Lloyd grows up in a household of silence, where he and his siblings know very little about their parents' early lives. All they really know is that there was a fair bit of sadness. There is a complete lack of family stories, no photos on the walls, what he calls 'wilful forgetting'. Because he has nothing to compare this with, he grows up thinking nothing much about this lack, and is puzzled only momentarily when he goes driving, from time to time, with his mother to a house that they sit outside of for a while and then drive away again. His siblings are adults long before he is, and so he lives alone in the house with his parents, about whom he knows very little. One Christmas his older sister produces the results of her own research into their parents, a myriad mix of birth, death and marriage certificates which doesn't really answer any questions and leads to a whole lot more.

The devastating Christchurch earthquake of February 2011, was the catalyst Lloyd Jones needed to kick start his search for where he came from and what made him. Throughout the book, Jones uses  Christchurch repairing itself and rebuilding its foundations as an analogy for him finding his own base and putting the pieces of his family puzzle into place.

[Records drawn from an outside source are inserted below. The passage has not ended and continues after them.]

PR #5899, opened 2017-08-12
managesieve: fix bug when opening exists rule

johndoh:
if you create a rule in managesieve and set the test the to exists.

For example Subject Exists. Save it. navigate away and then open that rule up again the form will load with Subject Contains.

This is a little tweak just to make it load the form with Subject Exists.

### DIFF
--- a/plugins/managesieve/managesieve.js
+++ b/plugins/managesieve/managesieve.js
@@ -677,7 +677,7 @@ function rule_header_select(id)
     dateheader.style.display = h == 'date' ? '' : 'none';
 
   $('[value="exists"],[value="notexists"]', rule).prop('disabled', h == 'string');
-  if (!rule.val() || rule.val().match(/^(exists|notexists)$/))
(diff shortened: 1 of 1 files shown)


plugins/managesieve/managesieve.js
```diff
@@ -677,7 +677,7 @@ function rule_header_select(id)
     dateheader.style.display = h == 'date' ? '' : 'none';
 
   $('[value="exists"],[value="notexists"]', rule).prop('disabled', h == 'string');
-  if (!rule.val() || rule.val().match(/^(exists|notexists)$/))
+  if (!rule.val() && !rule.val().match(/^(exists|notexists)$/))
```
alecpl: This code does not make sense now. I think the point was to reset the select to 'contains' if the selected value was disabled. In such cases the `rule.val()` will return `null` and there will be a javascript error. So, I think just
```
if (!rule.val())
    rule.val('contains');
```
should be enough. Thanks for spotting this issue.

alecpl:
Fixed.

The narrative takes the reader from Christchurch to Lower Hutt, as far away as Wales, Wairarapa, the backblocks of North Canterbury, Wellington, backwards and forwards, to and fro, weaving and threading the story of a family through these places. 

It is very moving to read such a personal account of a family's story, or more to the point the stories of Joyce and Lew. This memoir reads more as a tribute to the parents, and Lloyd himself finally seems to find out from whom he has inherited aspects of his own self and the influences that have shaped him. This is writing written with love and longing, and all the more poignant for that. The story teller in the author comes shining through as he expands on the lives of the people he is writing about, as they react to the events taking place around them. There are some threads I just could not figure out the relevance of  - the boxing bout between Bob Fitzsimmons and Gentleman Jim Corbett springs to mind. But boxing was a big thing in the house he grew up in.  Maybe I was just too tired to fully comprehend the significance. Never mind, such a tiny criticism, it barely matters.

This is a book I will treasure, not just because of the eloquent writing, but because he has given honour and integrity to the lives of two people who were unable to really find it for themselves during their own lifetimes. Read or watch the interview in the link above - well worth the time taken.